Supply the number of lines below containing "taskProcessPropertyColumns", nothing else.

**Information given:**

———

Issue #7101, opened 2026-07-01
Custom Columns in process list and task list not working anymore


gerlingsm:
**Describe the bug**
Hello everybody,
Today I noticed that adding ‘Custom Columns’ (processPropertyColumns and taskProcessPropertyColumns) via the kitodo_config.properties file no longer works.
No matter what value I enter there, it is never populated with content in the interface.
A new column with the corresponding name does appear in the interface, but it always remains empty, even though the corresponding metadata field in the metadata editor is filled in correctly.
I’ve tried using the “id”, the “label” and the “label lang=de” names, but in all cases the field in the interface remains empty.
If I remember correctly, it still worked as intended in version 3.8.x.
(Although, if I remember correctly, even back then I found it a bit odd that I’d entered the German translation (label lang=de) of the metadata there rather than the ‘id’.)

**To Reproduce**
1. Create new ruleset with "ruleset_default.xml"
2. Create new docket with "ruleset_default.xsl"
3. Create new workflow (very basic, begin, task1, end should work) "empty_workflow_2026_07_01"
4. Create new process template "test_template_2026_07_01"
5. Create new project "testing_columns"
6. Create new process (I choosed document type: "band", writing "Test123" in all mandatory fields and writing "GermanTest" to the "Sprache" (language) field (see screenshot 1)
7. Open the new created process in the metadata editor and verify that the "Sprache" (language) field contains data (see screenshot 2)
8. Lookup "id" and "label" of the field in the "ruleset_default.xml" file (on the kitodo server): 
"id" is "DocLanguage" and "label" is "Sprache"
9. Open the kitodo_config.properties file (on the kitodo server) and add processPropertyColumns=DocLanguage and taskProcessPropertyColumns=DocLanguage (also tried with "Sprache" instead of "DocLanguage" without success) and restart the tomcat service
10. Go to the process view and open the "Configure columns" menu
11. Choose "DocLanguage"
12. A new column is added, but the content of the column is empty. No error shown. (see screenshot 3 and screenshot 4)

**Expected behavior**
Showing the additional metadata of the field "DocLanguage" in the custom column in processes and tasks view

**Screenshots**
screenshot1:
<img width="1912" height="921" alt="Image" src="https://github.com/user-attachments/assets/6ae98611-d091-421f-b0e3-1f423e81530d" />

screenshot2:
[...]

Issue #4317, opened 2021-03-30
Complete the conversion from properties to metadata


matthias-ronge:
In Production 2, so-called _properties_ were displayed and editable in each process:

![Screenshot 2021-03-30 140530](https://user-images.githubusercontent.com/3040657/112985840-019f3b80-9161-11eb-89b4-68fc79928432.jpg)

They could also be edited in each task:

![Screenshot 2021-03-30 140235](https://user-images.githubusercontent.com/3040657/112985571-a1a89500-9160-11eb-80df-39384d710ba7.jpg)

They could also be edited for a whole batch:

![Screenshot 2021-03-30 141657](https://user-images.githubusercontent.com/3040657/112987096-a1a99480-9162-11eb-99be-9a2503961dea.jpg)

These properties could be configured using a separate configuration file `goobi_processProperties.xml`. The properties were essentially metadata, but process-specific properties could also be noted. In Production 2, the properties could be searched, while search for metadata (in file `meta.xml`) was not possible. Properties gave access to three categories of metadata, namely `from="vorlage"`, `from="werk"` and `from="prozess"`, which correspond to `sourceMD`, `dmdSec` and `techMD` in METS format.

In Production 3, all of this should be summarized as part of a standardization. The aim was to keep all metadata in file `meta.xml`, and this is described in a ruleset file. In it, there are so-called `<acquisitionStage>`s, when which metadata is to be recorded. The aim was, in every workflow step, an acquisition stage can be performed. The search for metadata in `meta.xml` is possible in Production 3 using the search engine function. However, the acquisition stages feature is incomplete because the development time has expired and development is not yet complete. Currently, there is no replacement for the feature function.

The generation of dockets and TIFF-header files still depend on _properties_ and have to be changed.

## To-do

* It should be possible to configure a acquisition stage for each workflow step in the workflow editor (#3155)
* In every task, the metadata of the root element should be visible and editable (as specified by the rule set for this acquisition level) (#3156)
* The old properties should be removed as far as possible. It is not entirely possible because special functions in the Swiss project are pending. However, everything else is unnecessarily complicated and can be removed (#3335)
  * Remove `template` properties.
  * Change the generation of runnotes so that they are based on metadata (requires a different type of docket.xsl).
  * Change generation of TIFF headers
  * Remove properties of the type `workpiece`.
  * Change the relationship of the `properties` to 1:n.
* This answers question #3482.

## Estimated Cost and Complexity

This is a mid-range project for about 10 PT.

[...]

PR #7258, opened 2026-09-18
[3.9] Search all properties for custom column values

solth:
Fixes #7101 by searching _all_ properties - that is template, workpiece and regular process properties - for the contents to display in the custom columns. 

Alternatively, this could have been changed to only searching in _workpiece_ properties, where metadata has been copied to ever since the integration of HibernateSearch, but that would then not consider processes and properties created _before_ an installation was updated to `3.9.x`. Thus searching _all_ properties seems like the best way to find all relevant data and shouldn't impact performance since they are all readily loaded with the corresponding process object.

Although properties are planned to be removed in the future (see for example #4317), I think it is important to keep them and related functionalities working until then.


solth:
@gerlingsm would you mind checking if this patch fixes the reported problem for you?

solth:
@BartChris would you mind reviewing this pull request?

BartChris:
I could test it succesfully, after using the german label from my ruleset, as properties seem to be stored under the german label. I approve the PR, but am quite sceptical of forward porting.

The reason is, that this functionality might be broken and this just fixes it. But by fixing it we also give room to the expectation that all processes generated (independent of the way in which they are created) correctly generate properties. Which i think is not the case.  It also increases confusion when values in the ruleset are changed (and the properties stay the same) and leads to inconsistency as the search index is using the metadata and not the properties.

In my view a lot of pain in discussions comes from features which i consider "ghost features": They exist, but it is unclear whether they are actively used. And sometimes they conflict with other goals.

BartChris (approved):

solth:
@BartChris thank you for your quick response and review!

I think it would be wise not to deem any feature that your institution isn't using a "Ghost feature", though. I personally know of at least 3 institutions that are relying on these additional custom columns. 

As long as we offer a feature, it should work, so not fixing it in later versions seems rather illogical to me. The only alternative would be to _remove_ the feature entirely, but since - as I mentioned above - it _is_ used by institutions removing it is not an option, IMHO. 

I am aware of the problem that properties are not updated when metadata values change, so removing properties should remain our goal. For this particular feature, however, this means once we remove properties, custom columns should not be removed with them, but be refactored to display metadata values rather than property values.

BartChris:
I agree with you that we should preserve that feature as it is very useful. And my colleagues also want this precise feature, as the standard information in the table is too thin. Unfortunately it might be hard to replicate that based only on the meta.xml. So i would LOVE if we find a way to actually make this work with the new infrastructure and focus on how to make that work in a performant way.

> I think it would be wise not to deem any feature that your institution isn't using a "Ghost feature", though.

So my assesment there was not really about the feature, but about the properties in general (which are also a "feature") and it is not about my institution's usage. Me and my colleagues in the @kitodo/kitodo-community-board  spend a LOT of time hunting down ACTUAL usage of features and trying to clarify confusion. Properties are only one example. I think we have the same goal: Keeping necessary features while a the same time work on more clarity, which sometimes includes cutting down on unused features. I think we will tackle the properties again in one of our next meetings.

gerlingsm:
> @gerlingsm would you mind checking if this patch fixes the reported problem for you?

tested on a local build and working as expected / as before with using german label of ruleset 👍
Thanks for the quick fix!

solth:
> So my assesment there was not really about the feature, but about the properties in general (which are also a "feature") and it is not about my institution's usage. Me and my colleagues in the @kitodo/kitodo-community-board spend a LOT of time hunting down ACTUAL usage of features and trying to clarify confusion. Properties are only one example. I think we have the same goal: Keeping necessary features while a the same time work on more clarity, which sometimes includes cutting down on unused features. I think we will tackle the properties again in one of our next meetings.

I think my comment was not phrased very well, sorry for that. I absolutely agree that broken or abandoned features should really be removed and the work you and the Community Board are doing to identify those features is invaluable, but I do think not every institution that uses Kitodo is active in the community and thus may be difficult for you to reach, so it can be difficult to discern whether a feature can really be removed or whether it is still used by someone not interacting with the community. 

Some might even be using this feature with the custom columns without being aware of how it works - they see additional, valuable information in some columns in the task and process lists but do not know the background and configuration of this. Of course, this can lead to misunderstandings when changes to metadata are not reflected in the corresponding extra columns, but that is how the feature always worked and something that should be adressed when the feature is adapted to use actual metadata instead of properties.

It would be great if the @kitodo/kitodo-community-board could talk about the properties again, but I do still believe we should keep properties and related functionalities and features functional as long as they are available, meaning I plan to forward-port this patch for `4.0.x` and the `main` branch (where properties have not yet been replaced with metadata).

BartChris:
> It would be great if the @kitodo/kitodo-community-board could talk about the properties again, but I do still believe we should keep properties and related functionalities and features functional as long as they are available, meaning I plan to forward-port this patch for `4.0.x` and the `main` branch (where properties have not yet been replaced with metadata).

I will of course support the forward ports. The main thing we will strive for in the @kitodo/kitodo-community-board is probably to get a more up to date view on the properties.  https://github.com/kitodo/kitodo-production/issues/4317 is massively outdated and does e.g. not include the feature of this PR as a reason why properties are still needed.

———

**Solution for this task:** 2